[Saved entries]

=== Section Start ===

PR #2562, opened 2017-05-08
deprecate dockerd script, misc fixups

euank:
cc @dm0- @crawford 

The motivation for removing the script is twofold. It lets us trust docker's defaulting more (which gets us overlay2 on 13.00+! Woo!). It also simplifies thie stuff a bit


euank:
Reworked the last commit, removing the dockerd script inadvertently would have flipped off the defaulting of `--selinux-enabled` for people who had copied the old docker.service to /etc.

The full explanation is in the commit message.

PR #2564, opened 2017-05-09
app-emulation/docker: update to 17.05

euank:
Waiting for a local build+kola cycle to pass on it still.


euank:
The diff between our version and that version of tini is i386 support in their build scripts, so I'm not concerned about skewing a little there.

=== Section End ===

= Exercise brief =
Repeat each record exactly. Omit nothing.

= Solution to the problem =
PR #2562, opened 2017-05-08
deprecate dockerd script, misc fixups

euank:
cc @dm0- @crawford 

The motivation for removing the script is twofold. It lets us trust docker's defaulting more (which gets us overlay2 on 13.00+! Woo!). It also simplifies thie stuff a bit


euank:
Reworked the last commit, removing the dockerd script inadvertently would have flipped off the defaulting of `--selinux-enabled` for people who had copied the old docker.service to /etc.

The full explanation is in the commit message.

PR #2564, opened 2017-05-09
app-emulation/docker: update to 17.05

euank:
Waiting for a local build+kola cycle to pass on it still.


euank:
The diff between our version and that version of tini is i386 support in their build scripts, so I'm not concerned about skewing a little there.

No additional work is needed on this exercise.